> PROBLEM DETAILS
Write the records out again, exactly as they stand below.

> DATA TO EXAMINE
PR #853, opened 2023-03-05
fix: protocal address condition fix

pravin120993:


pi9min:
@pravin120993 

Great PR! I have been waiting for it too.
One point, the comparison with includes is case sensitive, and a comparison of an EIP-55 style address with check sum and a lower-case address will return false, even if they are the same address.
In this case, it seems better to compare all addresses with `toLowerCase()`.

e.g. 
```
export const isSupportedProtocolAddress = (address: string): boolean => {
  return [CROSS_CHAIN_SEAPORT_ADDRESS, CROSS_CHAIN_SEAPORT_V1_4_ADDRESS].map((a) => a.toLowerCase()).includes(address.toLowerCase())
}

...
    if (!isSupportedProtocolAddress(order.protocolAddress)) {
...
```

Please check it out.
Thanks.

PR #857, opened 2023-03-06
Compare Protocols By Address

JoshuaSchmidt-OpenSea:


package.json
```diff
@@ -1,6 +1,6 @@
 {
   "name": "opensea-js",
-  "version": "4.0.15",
+  "version": "4.0.16",
```
cterech, line 3: i think this version is already out - have you rebased?

cterech: https://www.npmjs.com/package/opensea-js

> EXERCISE OUTPUT
PR #853, opened 2023-03-05
fix: protocal address condition fix

pravin120993:


pi9min:
@pravin120993 

Great PR! I have been waiting for it too.
One point, the comparison with includes is case sensitive, and a comparison of an EIP-55 style address with check sum and a lower-case address will return false, even if they are the same address.
In this case, it seems better to compare all addresses with `toLowerCase()`.

e.g. 
```
export const isSupportedProtocolAddress = (address: string): boolean => {
  return [CROSS_CHAIN_SEAPORT_ADDRESS, CROSS_CHAIN_SEAPORT_V1_4_ADDRESS].map((a) => a.toLowerCase()).includes(address.toLowerCase())
}

...
    if (!isSupportedProtocolAddress(order.protocolAddress)) {
...
```

Please check it out.
Thanks.

PR #857, opened 2023-03-06
Compare Protocols By Address

JoshuaSchmidt-OpenSea:


package.json
```diff
@@ -1,6 +1,6 @@
 {
   "name": "opensea-js",
-  "version": "4.0.15",
+  "version": "4.0.16",
```
cterech, line 3: i think this version is already out - have you rebased?

cterech: https://www.npmjs.com/package/opensea-js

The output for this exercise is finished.